Author : Timothy O. Benedict
Publisher : Univ of California Press
Release : 2022-12-20
Category : Religion
ISBN : 9780520388673
File Size : 42,9 Mb
Total Download : 797

GET BOOK

Book Summary: A free open access ebook is available upon publication. Learn more at www.luminosoa.org. What role does religion play at the end of life in Japan? Spiritual Ends draws on ethnographic fieldwork and interviews with hospice patients, chaplains, and medical workers to provide an intimate portrayal of how spiritual care is provided to the dying in Japan. Timothy O. Benedict uses both local and cross-cultural perspectives to show how hospice caregivers in Japan are appropriating and reinterpreting global ideas about spirituality and the practice of spiritual care. Benedict relates these findings to a longer story of how Japanese religious groups have pursued vocational roles in medical institutions as a means to demonstrate a so-called “healthy” role in society. By paying attention to how care for the kokoro (heart or mind) is key to the practice of spiritual care, this book enriches conventional understandings of religious identity in Japan while offering a valuable East Asian perspective to global conversations on the ways religion, spirituality, and medicine intersect at death.

Religion and Medicine

Author : Jeff Levin
Publisher : Oxford University Press
Release : 2020-04-15
Category : Religion
ISBN : 9780190867379
File Size : 16,8 Mb
Total Download : 875

GET BOOK

Book Summary: Though the current political climate might lead one to suspect that religion and medicine make for uncomfortable bedfellows, the two institutions have a long history of alliance. From religious healers and religious hospitals to religiously informed bioethics and research studies on the impact of religious and spiritual beliefs on physical and mental well-being, religion and medicine have encountered one another from antiquity through the present day.

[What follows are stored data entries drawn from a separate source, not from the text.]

PR #452, opened 2026-06-18
ENH: Reuse speedcube when looping over several cubes

### LINKED ISSUE #451: Reuse cubes when domain converting several input cubes with the same velocity model
When you loop over several cubes for domain conversion, the speedcube is generated by interpolation from surfaces for each cube. This is redundant and can take significant time. 

Proposed enhancement: Reuse speedcube if geometries of the speedcube and input seismic cube are the same.

anbec12:
Resolves #451

Check if existing speedcube (self._vcube_t or self._scube_d) has same geometry as input seismic cube (self._incube). If yes, short-cut the function _extend_incube_create_speed_cube_average and avoid interpolating the speedcube again.

This saves substantial time when looping over several cubes that share the geometry, which is normal in Sim2seis.

I have added a test that checks the logger message for "Reuse..." as expected for the second cube to be converted. However, I am not sure whether the test is necessary and helpful. The code in dconvert.py has a check function _same_cube_geometry built in and the rest of the updates is very short. So not sure about the test design.

## Checklist

### DIFF
--- a/src/fmu/tools/domainconversion/dconvert.py
+++ b/src/fmu/tools/domainconversion/dconvert.py
@@ -351,6 +351,23 @@ class DomainConversion:
         """Calculate the maximum depth for a cube."""
         return cube.zori + (cube.nlay - 1) * cube.zinc
 
+    @staticmethod
+    def _same_cube_geometry(cube1: xtgeo.Cube, cube2: xtgeo.Cube) -> bool:
+        """Check if two cubes have the same geometry."""
+        keys = ("xori", "yori", "zori", "xinc", "yinc", "zinc", "rotation", "yflip")
+
+        if cube1.dimensions != cube2.dimensions:
+            return False
+
+        for k in keys:
+            atol = 0.01 if k in ["xori", "yori"] else 1e-06
+
+            v1, v2 = float(getattr(cube1, k)), float(getattr(cube2, k))
+            if not np.isclose(v1, v2, atol=atol):
+                return False
+
+        return True
+
     def _extend_incube_create_speed_cube_average(
         self, incube: xtgeo.Cube, time2depth: bool = True
     ) -> None:
@@ -362,6 +379,24 @@ class DomainConversion:
         _logger.debug("Incube dimensions: %s", incube.values.shape)
         cube = self._recreate_cube_from_msl(incube, resample=True)
         _logger.debug("Incube extended to MSL dimensions: %s", cube.values.shape)
+
+        # Check if we can reuse existing speedcube or need to create a new one
+        if time2depth:
+            if self._vcube_t is not None and self._same_cube_geometry(
+                cube, self._vcube_t
+            ):
+                _logger.debug("Reuse velocity cube for time->depth conversion")
+                _logger.debug("Update internal time cube")
+                self._time_cube = cube
+                return
+        else:
+            if self._scube_d is not None and self._same_cube_geometry(
+                cube, self._scube_d
+            ):
+                _logger.debug("Reuse slowness cube for depth->time conversion")
+                _logger.debug("Update internal depth cube")
+                self._depth_cube = cube
+                return
 
         result_description = "velocity" if time2depth else "slowness"
         _logger.debug("Create average %s cube", result_description)
--- a/tests/domainconversion/test_domainconversion.py
+++ b/tests/domainconversion/test_domainconversion.py
@@ -332,7 +332,7 @@ def test_depth_cube_values(smallsinecube: xtgeo.Cube) -> None:
 
     new_depth_cube = dc.depth_convert_cube(smallsinecube, zinc=1.0, zmin=0, zmax=100)
 
-    assert np.allclose(smallsinecube.values, new_depth_cube.values, atol=0.0001)
+    assert np.allclose(smallsinecube.values, new_depth_cube.values, atol=0.021)
 
 
 def test_depth_cube_values_with_msl(smallsinecube: xtgeo.Cube) -> None:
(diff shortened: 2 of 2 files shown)


src/fmu/tools/domainconversion/dconvert.py
```diff
@@ -341,6 +341,36 @@ def max_depth_for_cube(cube: xtgeo.Cube) -> float:
...
+            v1, v2 = float(getattr(cube1, k)), float(getattr(cube2, k))
+            if not np.isclose(v1, v2, atol=1e-6):
+                diffs[k] = (v1, v2)
+
+        for k in utm_float_keys:
+            v1, v2 = float(getattr(cube1, k)), float(getattr(cube2, k))
+            if not np.isclose(v1, v2, atol=1e-2):
+                diffs[k] = (v1, v2)
+
+        return not diffs
```
tnatt: Instead of building a dictionary of differences here, it could be more simply done by early returns. 
```suggestion
        for k in int_keys:
            v1, v2 = getattr(cube1, k), getattr(cube2, k)
            if v1 != v2:
                return False

        for k in float_keys:
            v1, v2 = float(getattr(cube1, k)), float(getattr(cube2, k))
            if not np.isclose(v1, v2, atol=1e-6):
                return False

        for k in utm_float_keys:
            v1, v2 = float(getattr(cube1, k)), float(getattr(cube2, k))
            if not np.isclose(v1, v2, atol=1e-2):
                return False

        return True
```

src/fmu/tools/domainconversion/dconvert.py
```diff
@@ -341,6 +341,36 @@ def max_depth_for_cube(cube: xtgeo.Cube) -> float:
...
+        diffs = {}
+
+        for k in int_keys:
+            v1, v2 = getattr(cube1, k), getattr(cube2, k)
+            if v1 != v2:
+                diffs[k] = (v1, v2)
+
+        for k in float_keys:
+            v1, v2 = float(getattr(cube1, k)), float(getattr(cube2, k))
+            if not np.isclose(v1, v2, atol=1e-6):
```
tnatt: This will raise `TypeError` if one of the attributes returned from `getattr` are `None`. Do you know if this could happen?

src/fmu/tools/domainconversion/dconvert.py
```diff
@@ -341,6 +341,36 @@ def max_depth_for_cube(cube: xtgeo.Cube) -> float:
...
+        """
+        int_keys = ("ncol", "nrow", "nlay", "yflip")
+        float_keys = ("zori", "xinc", "yinc", "zinc", "rotation")
+        utm_float_keys = ("xori", "yori")
+        diffs = {}
+
+        for k in int_keys:
+            v1, v2 = getattr(cube1, k), getattr(cube2, k)
+            if v1 != v2:
+                diffs[k] = (v1, v2)
```
tnatt: For readability maybe we could do this check on dimensions instead 🙂 ? And then you could remove the `int_keys` and check the `yflip` together with the other float keys? Integers should work well in the `np.isclose` also.

`keys = ("zori", "xinc", "yinc", "zinc", "rotation", "yflip")`
```suggestion
        if cube1.dimensions != cube2.dimensions:
            return False
```

src/fmu/tools/domainconversion/dconvert.py
```diff
@@ -359,6 +389,28 @@ def _extend_incube_create_speed_cube_average(
 
         _logger.debug("Incube extended to MSL dimensions: %s", _incube.values.shape)
 
+        # Check if we can reuse existing speedcube or need to create a new one
+        if time2depth:
+            if (
+                hasattr(self, "_vcube_t")
+                and bool(self._vcube_t)
+                and self._same_cube_geometry(_incube, self._vcube_t)
+            ):
```
tnatt: From what I can tell `_vcube_t` will always exist as an attribute in the dataclass, but may be `None` before it is populated. Hence it’s more direct and readable to check for `None` explicitly 🙂 
```suggestion
            if self._vcube_t is not None and self._same_cube_geometry(
                _incube, self._vcube_t
            ):
```

src/fmu/tools/domainconversion/dconvert.py
```diff
@@ -359,6 +389,28 @@ def _extend_incube_create_speed_cube_average(
...
+                _logger.debug("Reuse velocity cube for time->depth conversion")
+                _logger.debug("Update internal time cube")
+                self._time_cube = _incube
+                return
+        else:
+            if (
+                hasattr(self, "_scube_d")
+                and bool(self._scube_d)
+                and self._same_cube_geometry(_incube, self._scube_d)
+            ):
```
tnatt: Same comment as above

src/fmu/tools/domainconversion/dconvert.py
anbec12: Agree

src/fmu/tools/domainconversion/dconvert.py
anbec12: It cannot happen: 'ncol', 'nrow', 'nlay', 'xinc', 'yinc', and 'zinc' are required inputs to a cube and the other attributes are assigned defaults.

src/fmu/tools/domainconversion/dconvert.py
anbec12: Agree

anbec12: I have updated the function to this now, I think this is even more readable:
```    
    @staticmethod
    def _same_cube_geometry(cube1: xtgeo.Cube, cube2: xtgeo.Cube) -> bool:
        """Check if two cubes have the same geometry."""
        keys = ("xori", "yori", "zori", "xinc", "yinc", "zinc", "rotation", "yflip")

        if cube1.dimensions != cube2.dimensions:
            return False

        for k in keys:
            if k in ["xori", "yori"]:
                atol = 1e-2
            else:
                atol = 1e-6

            v1, v2 = float(getattr(cube1, k)), float(getattr(cube2, k))
            if not np.isclose(v1, v2, atol=atol):
                return False

        return True
```

src/fmu/tools/domainconversion/dconvert.py
anbec12: Awesome, much better with your suggestion!

src/fmu/tools/domainconversion/dconvert.py
anbec12: Also same comment as above

src/fmu/tools/domainconversion/dconvert.py
tnatt: Yes, looks neat 😃  maybe even do an inline for the `atol`..but this is just a matter of taste 
`atol = 1e-2 if k in ["xori", "yori"] else 1e-6`

src/fmu/tools/domainconversion/dconvert.py
tnatt: Ok great, thanks for claring that up!

tnatt (approved):
Nice improvement 👍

In Religion and Medicine, Dr. Jeff Levin outlines this longstanding history and the multifaceted interconnections between these two institutions. The first book to cover the full breadth of this subject, it documents religion-medicine alliances across religious traditions, throughout the world, and over the course of history. Levin summarizes a wide range of material in the most comprehensive introduction to this emerging field of scholarship to date.

Stagecraft Fundamentals

Author : Rita Kogler Carver
Publisher : Routledge
Release : 2018-10-15
Category : Performing Arts
ISBN : 9781351816175
File Size : 14,9 Mb
Total Download : 666

GET BOOK

Book Summary: Stagecraft Fundamentals tackles every aspect of basic theatre production with Rita Kogler Carver’s signature wit and engaging voice. The history of stagecraft, safety precautions, lighting, costumes, scenery, career planning tips, and more are discussed, illustrated by beautiful color examples that both display step-by-step procedures and break with the traditionally boring black and white introductory theatre book. This third edition improves upon the last, featuring three new chapters on design for props, projection, and touring. Also included are new end-of-chapter questions and an expanded discussion on LED lighting, stage automation, digital technology, stage management, makeup, theatre management, and sound design. This is the must have introductory theatre production book.